• **Task**: Would you print all of the entries word for word?

• **Collected data**:
##############################
PR #6756, opened 2018-10-26
Add Flow types to the user saga

### LINKED ISSUE #5080: Add Flow types to the user saga
The `user` saga does not have Flow types because the initial thoughts about Flow were to use it one some specific files, but since #4523, we should add Flow types in sagas too 🎉 

Let's do this.

willdurand:
Fixes #5080

### DIFF
--- a/src/core/types/sagas.js
+++ b/src/core/types/sagas.js
@@ -1,0 +1,3 @@
+/* @flow */
+
+export type Saga = Generator<any, any, any>;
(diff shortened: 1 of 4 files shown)


src/core/types/sagas.js
```diff
@@ -0,0 +1,3 @@
+/* @flow */
+
+export type Saga = Generator<any, any, any>;
```
rebmullin: 👍

PR #6758, opened 2018-10-26
Use official babel-gettext-extractor

### LINKED ISSUE #6457: Look at switching back to Sentry's babel-gettext-extractor lib
Looks like they've pulled in the changes from the Mozilla fork so we can switch back to it and deprecate the mozilla version ([once the linter switches too](https://github.com/mozilla/addons-linter/issues/2211)).

See https://github.com/getsentry/babel-gettext-extractor

willdurand:
Fixes #6457

---

I manually verified this PR by:

- looking at the fork and upstream libs to make sure all changes in the fork have been added to the upstream/original lib
- extracting/merging the locales for `amo` on `master` and on this PR and compared both results (changes are similar, so that looks good)

### DIFF
--- a/package.json
+++ b/package.json
@@ -282,7 +282,7 @@
     "autoprefixer": "^9.0.0",
     "babel-core": "^6.24.1",
     "babel-eslint": "^10.0.1",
##############################
• **Response to the exercise**:
PR #6756, opened 2018-10-26
Add Flow types to the user saga

### LINKED ISSUE #5080: Add Flow types to the user saga
The `user` saga does not have Flow types because the initial thoughts about Flow were to use it one some specific files, but since #4523, we should add Flow types in sagas too 🎉 

Let's do this.

willdurand:
Fixes #5080

### DIFF
--- a/src/core/types/sagas.js
+++ b/src/core/types/sagas.js
@@ -1,0 +1,3 @@
+/* @flow */
+
+export type Saga = Generator<any, any, any>;
(diff shortened: 1 of 4 files shown)


src/core/types/sagas.js
```diff
@@ -0,0 +1,3 @@
+/* @flow */
+
+export type Saga = Generator<any, any, any>;
```
rebmullin: 👍

PR #6758, opened 2018-10-26
Use official babel-gettext-extractor

### LINKED ISSUE #6457: Look at switching back to Sentry's babel-gettext-extractor lib
Looks like they've pulled in the changes from the Mozilla fork so we can switch back to it and deprecate the mozilla version ([once the linter switches too](https://github.com/mozilla/addons-linter/issues/2211)).

See https://github.com/getsentry/babel-gettext-extractor

willdurand:
Fixes #6457

---

I manually verified this PR by:

- looking at the fork and upstream libs to make sure all changes in the fork have been added to the upstream/original lib
- extracting/merging the locales for `amo` on `master` and on this PR and compared both results (changes are similar, so that looks good)

### DIFF
--- a/package.json
+++ b/package.json
@@ -282,7 +282,7 @@
     "autoprefixer": "^9.0.0",
     "babel-core": "^6.24.1",
     "babel-eslint": "^10.0.1",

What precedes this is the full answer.